We are using SMPP cloud-hopper library to SMS long long messages to SMS gateway Innovativetxt.com, but it seems like when we split following the long message TO 140 bytes each part. The number of characters in each message gets to 134 character.
However industry standard is kind of 153 character shall be for each part of GSM Encoded long message. Is it something wrong we are doing by having only 134 character when we split via 140 byte? If we trying to submit greater than 140 bytes message, the gateway provider rejects it with message oversized message body.
Shall be split the message to 153 character each to sbumit to SMSC, instead spiting the messages via 140 bytes each.
What is the best way to split long message? By message size i.e 140 bytes or message characters count?
Anyone faced same issues via cloudhopper or other Java-based Library what we shall do.
It's a common confusion. You are doing everything right. Message lengths may be 160 chars (7-bit GSM 03.38), 140 chars (8-bit Latin), 70 chars (16-bit UCS-2). Notice: 160 * 7 == 140 * 8 == 70 * 16.
When you split a long message additional info like total parts number and part index is stored in the message body, so-called User Data Header (UDH). This header also takes place. So, with UDH you left with 153 GSM chars (7-bit), 134 chars/bytes (8-bit) payload or 67 2bytes-unicode chars (16-bit)

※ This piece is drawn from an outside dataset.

PR #1219, opened 2016-09-12
InferRuntimes does not require arguments

RehanSaeed:
More details can be found [here](https://github.com/dotnet/cli/issues/2278) and [here](https://github.com/dotnet/cli/issues/2372). This is currently blocking us [here](https://github.com/RehanSaeed/Serilog.Exceptions/pull/7).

See also http://www.nowsms.com/long-sms-text-messages-and-the-160-character-limit
The UDH is 6 bytes long for Contatenated message 8-bit as in your case.
UDH structure
0x05: Length of UDH (5 bytes to follow) 0x00: Concatenated message Information Element (8-bit reference number) 0x03: Length of Information Element data (3 bytes to follow) 0xXX: Reference number for this concatenated message 0xYY: Number of fragments in the concatenated message 0xZZ: Fragment number/index within the concatenated message
Total message length, bits: 160*7 = 140*8 = 1120 UDH length, bits: 6*8 = 48 Left payload, bits: 1120-48 = 1072
For GSM 03.38 you get 1072/7 = 153 GSM (7-bit) chars + 1 filling unused bit. For Latin you get 1072/8 = 134 (8-bit) chars. For UCS-2 you get 1072/16 = 67 (16-bit) chars.
As you can see 153 GSM chars equals to 134 bytes minus 1 bit. Probably these 134 chars is what Java reports you. But once you split your long text message you end up with a binary message containing both text and UDH. And you should treat the message as binary. I suggest you to make binary dumps out of the resulting parts and investigate them.